══ DATA TO PROCESS

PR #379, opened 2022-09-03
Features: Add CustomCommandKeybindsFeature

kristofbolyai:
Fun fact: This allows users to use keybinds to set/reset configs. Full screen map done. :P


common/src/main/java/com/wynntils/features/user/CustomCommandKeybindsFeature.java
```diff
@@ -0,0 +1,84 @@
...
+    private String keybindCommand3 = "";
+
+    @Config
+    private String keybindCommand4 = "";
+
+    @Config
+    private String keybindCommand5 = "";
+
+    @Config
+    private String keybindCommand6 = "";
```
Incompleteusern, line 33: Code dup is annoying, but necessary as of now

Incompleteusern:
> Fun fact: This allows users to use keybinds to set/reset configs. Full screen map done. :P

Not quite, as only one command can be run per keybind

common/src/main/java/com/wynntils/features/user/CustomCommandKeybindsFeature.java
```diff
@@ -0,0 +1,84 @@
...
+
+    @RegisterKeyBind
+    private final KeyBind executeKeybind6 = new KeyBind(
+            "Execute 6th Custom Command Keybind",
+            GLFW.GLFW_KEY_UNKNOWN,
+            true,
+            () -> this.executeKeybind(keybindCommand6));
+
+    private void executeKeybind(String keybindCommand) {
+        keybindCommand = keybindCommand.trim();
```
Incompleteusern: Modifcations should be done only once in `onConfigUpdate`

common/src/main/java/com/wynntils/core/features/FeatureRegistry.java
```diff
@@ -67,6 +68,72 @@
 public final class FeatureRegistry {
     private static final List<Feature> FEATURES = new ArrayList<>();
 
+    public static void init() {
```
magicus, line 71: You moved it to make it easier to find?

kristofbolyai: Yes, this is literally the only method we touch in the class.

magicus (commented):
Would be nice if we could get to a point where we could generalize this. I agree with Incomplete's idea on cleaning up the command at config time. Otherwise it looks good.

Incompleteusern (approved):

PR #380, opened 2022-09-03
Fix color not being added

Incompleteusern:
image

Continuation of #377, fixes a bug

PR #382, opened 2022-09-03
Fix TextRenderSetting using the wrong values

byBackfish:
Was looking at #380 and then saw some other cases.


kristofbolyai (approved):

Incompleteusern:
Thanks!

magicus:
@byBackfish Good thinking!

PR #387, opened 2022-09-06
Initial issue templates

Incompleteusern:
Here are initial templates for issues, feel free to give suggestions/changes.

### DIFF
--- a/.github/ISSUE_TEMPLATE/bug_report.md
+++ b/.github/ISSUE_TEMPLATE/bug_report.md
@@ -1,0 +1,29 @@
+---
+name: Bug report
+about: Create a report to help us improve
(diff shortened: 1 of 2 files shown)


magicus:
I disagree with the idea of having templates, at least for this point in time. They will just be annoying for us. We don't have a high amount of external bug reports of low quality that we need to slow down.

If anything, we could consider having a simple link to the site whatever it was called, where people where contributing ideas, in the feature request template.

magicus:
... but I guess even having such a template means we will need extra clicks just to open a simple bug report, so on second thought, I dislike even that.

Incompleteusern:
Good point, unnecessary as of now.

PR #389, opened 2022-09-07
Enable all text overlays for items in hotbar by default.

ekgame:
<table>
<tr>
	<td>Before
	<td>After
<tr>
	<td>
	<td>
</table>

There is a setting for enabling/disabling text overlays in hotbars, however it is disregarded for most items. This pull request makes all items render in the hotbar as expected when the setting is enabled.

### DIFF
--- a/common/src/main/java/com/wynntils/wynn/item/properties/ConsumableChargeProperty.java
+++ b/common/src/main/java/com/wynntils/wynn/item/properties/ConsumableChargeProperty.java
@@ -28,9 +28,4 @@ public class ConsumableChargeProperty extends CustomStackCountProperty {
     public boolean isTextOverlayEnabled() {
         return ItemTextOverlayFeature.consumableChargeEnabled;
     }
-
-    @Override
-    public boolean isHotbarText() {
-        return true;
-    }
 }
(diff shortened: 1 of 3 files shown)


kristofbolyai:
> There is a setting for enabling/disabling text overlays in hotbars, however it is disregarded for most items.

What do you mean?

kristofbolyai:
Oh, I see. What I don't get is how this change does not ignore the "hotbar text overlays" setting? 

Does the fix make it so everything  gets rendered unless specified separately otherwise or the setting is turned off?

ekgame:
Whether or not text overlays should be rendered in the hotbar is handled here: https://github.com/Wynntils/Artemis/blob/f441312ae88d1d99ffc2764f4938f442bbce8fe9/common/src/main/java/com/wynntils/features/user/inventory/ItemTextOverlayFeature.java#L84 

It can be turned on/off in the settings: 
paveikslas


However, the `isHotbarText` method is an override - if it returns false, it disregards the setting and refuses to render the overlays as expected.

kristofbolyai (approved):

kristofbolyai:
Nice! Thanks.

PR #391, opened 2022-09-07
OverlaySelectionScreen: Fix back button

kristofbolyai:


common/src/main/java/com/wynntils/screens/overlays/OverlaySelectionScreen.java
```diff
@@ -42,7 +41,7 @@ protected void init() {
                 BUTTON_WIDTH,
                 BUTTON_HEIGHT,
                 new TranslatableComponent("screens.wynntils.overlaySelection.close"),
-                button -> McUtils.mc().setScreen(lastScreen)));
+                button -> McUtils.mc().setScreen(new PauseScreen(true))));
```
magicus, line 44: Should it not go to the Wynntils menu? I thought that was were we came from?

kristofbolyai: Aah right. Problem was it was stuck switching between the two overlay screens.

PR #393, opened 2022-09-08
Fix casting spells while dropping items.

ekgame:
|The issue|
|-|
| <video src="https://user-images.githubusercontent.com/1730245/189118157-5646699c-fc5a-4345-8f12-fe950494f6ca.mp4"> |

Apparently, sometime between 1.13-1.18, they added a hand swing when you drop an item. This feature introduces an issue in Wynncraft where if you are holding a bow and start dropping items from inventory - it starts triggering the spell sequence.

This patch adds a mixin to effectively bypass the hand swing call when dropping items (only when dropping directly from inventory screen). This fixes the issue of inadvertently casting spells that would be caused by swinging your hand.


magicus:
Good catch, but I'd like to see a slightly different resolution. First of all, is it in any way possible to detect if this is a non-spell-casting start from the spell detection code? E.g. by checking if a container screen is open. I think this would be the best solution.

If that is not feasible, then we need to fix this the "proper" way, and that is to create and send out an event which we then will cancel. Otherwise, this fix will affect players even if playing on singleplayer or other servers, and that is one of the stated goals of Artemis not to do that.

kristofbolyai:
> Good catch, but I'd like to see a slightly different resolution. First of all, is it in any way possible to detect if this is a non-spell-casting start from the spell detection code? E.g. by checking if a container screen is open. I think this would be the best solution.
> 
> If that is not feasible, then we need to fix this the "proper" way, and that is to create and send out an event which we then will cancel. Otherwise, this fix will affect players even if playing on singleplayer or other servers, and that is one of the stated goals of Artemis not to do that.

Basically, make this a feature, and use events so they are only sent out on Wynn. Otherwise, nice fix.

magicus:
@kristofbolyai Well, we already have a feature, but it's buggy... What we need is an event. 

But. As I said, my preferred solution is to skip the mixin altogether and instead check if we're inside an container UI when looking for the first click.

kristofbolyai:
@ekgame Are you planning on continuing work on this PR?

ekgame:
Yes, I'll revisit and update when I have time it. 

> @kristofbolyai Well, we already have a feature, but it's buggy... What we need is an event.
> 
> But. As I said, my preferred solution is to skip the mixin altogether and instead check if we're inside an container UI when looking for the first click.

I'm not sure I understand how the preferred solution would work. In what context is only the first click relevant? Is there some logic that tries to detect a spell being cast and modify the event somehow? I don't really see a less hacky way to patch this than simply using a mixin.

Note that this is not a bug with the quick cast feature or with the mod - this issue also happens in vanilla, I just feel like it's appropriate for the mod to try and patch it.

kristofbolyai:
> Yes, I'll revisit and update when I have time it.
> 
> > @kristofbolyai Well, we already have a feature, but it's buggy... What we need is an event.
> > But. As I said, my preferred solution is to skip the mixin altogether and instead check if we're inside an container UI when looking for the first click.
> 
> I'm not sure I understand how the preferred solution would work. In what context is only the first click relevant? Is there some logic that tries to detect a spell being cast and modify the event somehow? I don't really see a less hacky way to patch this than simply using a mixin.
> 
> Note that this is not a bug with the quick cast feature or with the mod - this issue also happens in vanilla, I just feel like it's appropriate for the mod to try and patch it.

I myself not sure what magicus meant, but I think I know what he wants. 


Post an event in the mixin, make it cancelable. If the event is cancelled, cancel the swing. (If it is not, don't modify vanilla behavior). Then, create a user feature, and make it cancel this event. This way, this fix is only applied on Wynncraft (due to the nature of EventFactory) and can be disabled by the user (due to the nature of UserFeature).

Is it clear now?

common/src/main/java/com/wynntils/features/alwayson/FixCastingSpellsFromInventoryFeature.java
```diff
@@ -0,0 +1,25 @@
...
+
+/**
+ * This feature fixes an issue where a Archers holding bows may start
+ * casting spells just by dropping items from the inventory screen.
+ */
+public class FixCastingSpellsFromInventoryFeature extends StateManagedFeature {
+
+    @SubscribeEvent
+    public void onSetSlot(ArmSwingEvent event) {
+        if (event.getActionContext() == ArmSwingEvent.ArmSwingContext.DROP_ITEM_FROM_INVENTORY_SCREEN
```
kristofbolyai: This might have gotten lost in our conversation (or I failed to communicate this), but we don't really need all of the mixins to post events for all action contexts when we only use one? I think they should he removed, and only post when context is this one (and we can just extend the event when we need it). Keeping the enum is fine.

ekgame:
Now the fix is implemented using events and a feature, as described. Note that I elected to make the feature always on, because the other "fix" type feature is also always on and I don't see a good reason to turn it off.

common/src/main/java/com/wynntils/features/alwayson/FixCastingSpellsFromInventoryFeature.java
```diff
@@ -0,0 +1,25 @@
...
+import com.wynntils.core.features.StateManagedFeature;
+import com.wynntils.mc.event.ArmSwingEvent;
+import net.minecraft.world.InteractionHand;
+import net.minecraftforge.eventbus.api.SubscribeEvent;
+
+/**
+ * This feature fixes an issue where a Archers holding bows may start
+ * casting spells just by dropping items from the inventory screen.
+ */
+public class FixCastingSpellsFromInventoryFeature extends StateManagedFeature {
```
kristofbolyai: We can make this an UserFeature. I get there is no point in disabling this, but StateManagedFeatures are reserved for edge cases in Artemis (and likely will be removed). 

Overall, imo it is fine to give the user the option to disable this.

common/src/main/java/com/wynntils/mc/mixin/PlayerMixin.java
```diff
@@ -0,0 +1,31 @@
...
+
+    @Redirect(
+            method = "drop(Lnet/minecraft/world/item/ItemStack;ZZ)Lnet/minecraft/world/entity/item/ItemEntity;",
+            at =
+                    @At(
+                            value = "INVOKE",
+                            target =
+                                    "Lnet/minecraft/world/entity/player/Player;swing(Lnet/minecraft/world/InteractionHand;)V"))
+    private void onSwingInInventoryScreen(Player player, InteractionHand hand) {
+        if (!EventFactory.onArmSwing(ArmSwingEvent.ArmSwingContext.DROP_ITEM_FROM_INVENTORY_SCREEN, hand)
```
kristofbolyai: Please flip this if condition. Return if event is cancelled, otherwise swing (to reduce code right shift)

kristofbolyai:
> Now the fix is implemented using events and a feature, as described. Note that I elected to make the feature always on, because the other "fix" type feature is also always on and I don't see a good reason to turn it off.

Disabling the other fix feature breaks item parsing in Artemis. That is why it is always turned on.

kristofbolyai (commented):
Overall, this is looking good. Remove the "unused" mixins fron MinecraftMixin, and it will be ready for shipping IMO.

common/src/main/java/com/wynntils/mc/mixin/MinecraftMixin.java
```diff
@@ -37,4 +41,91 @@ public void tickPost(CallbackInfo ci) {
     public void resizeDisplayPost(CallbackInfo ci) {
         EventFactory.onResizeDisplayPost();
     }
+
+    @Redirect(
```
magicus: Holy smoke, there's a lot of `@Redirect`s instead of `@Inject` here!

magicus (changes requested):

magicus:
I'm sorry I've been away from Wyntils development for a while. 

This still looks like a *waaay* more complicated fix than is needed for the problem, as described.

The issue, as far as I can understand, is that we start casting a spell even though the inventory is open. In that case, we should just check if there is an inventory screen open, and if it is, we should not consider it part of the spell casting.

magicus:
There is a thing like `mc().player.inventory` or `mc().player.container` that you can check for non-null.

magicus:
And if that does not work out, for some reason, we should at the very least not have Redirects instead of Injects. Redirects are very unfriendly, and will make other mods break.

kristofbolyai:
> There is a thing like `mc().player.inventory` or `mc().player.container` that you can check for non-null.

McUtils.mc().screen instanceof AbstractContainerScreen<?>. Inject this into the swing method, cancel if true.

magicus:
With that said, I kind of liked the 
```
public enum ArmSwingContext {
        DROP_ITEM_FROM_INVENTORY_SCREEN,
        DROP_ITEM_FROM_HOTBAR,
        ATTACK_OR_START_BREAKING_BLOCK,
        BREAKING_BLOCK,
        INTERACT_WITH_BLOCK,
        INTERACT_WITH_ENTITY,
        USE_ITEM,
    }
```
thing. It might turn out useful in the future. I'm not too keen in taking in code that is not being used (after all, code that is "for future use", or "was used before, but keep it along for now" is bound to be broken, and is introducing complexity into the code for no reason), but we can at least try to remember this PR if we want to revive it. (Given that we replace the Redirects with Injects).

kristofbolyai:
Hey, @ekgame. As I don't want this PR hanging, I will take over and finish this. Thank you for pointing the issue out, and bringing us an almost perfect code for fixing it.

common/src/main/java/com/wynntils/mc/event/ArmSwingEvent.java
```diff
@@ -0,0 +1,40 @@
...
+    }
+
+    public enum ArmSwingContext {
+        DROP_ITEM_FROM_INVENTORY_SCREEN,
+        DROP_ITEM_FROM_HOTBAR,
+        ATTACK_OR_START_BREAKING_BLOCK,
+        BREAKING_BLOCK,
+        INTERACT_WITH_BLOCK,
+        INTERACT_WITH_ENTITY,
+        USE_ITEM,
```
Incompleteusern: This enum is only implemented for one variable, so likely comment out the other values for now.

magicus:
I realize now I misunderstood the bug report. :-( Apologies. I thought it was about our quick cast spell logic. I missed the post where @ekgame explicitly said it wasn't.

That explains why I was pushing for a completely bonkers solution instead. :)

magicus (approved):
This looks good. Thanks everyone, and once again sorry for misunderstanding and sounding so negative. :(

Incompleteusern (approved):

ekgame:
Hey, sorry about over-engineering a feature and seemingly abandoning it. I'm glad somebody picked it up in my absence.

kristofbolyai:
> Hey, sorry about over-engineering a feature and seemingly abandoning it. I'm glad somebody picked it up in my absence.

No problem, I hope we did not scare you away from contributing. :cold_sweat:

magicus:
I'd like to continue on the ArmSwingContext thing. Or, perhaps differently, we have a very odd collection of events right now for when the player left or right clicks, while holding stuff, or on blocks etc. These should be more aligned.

════

> WHAT THE TASK REQUIRES: A line belongs in the answer if it contains the word "revisit"; copy every such line from the data above.

> SOLUTION TO THIS TASK:
Yes, I'll revisit and update when I have time it. 
> Yes, I'll revisit and update when I have time it.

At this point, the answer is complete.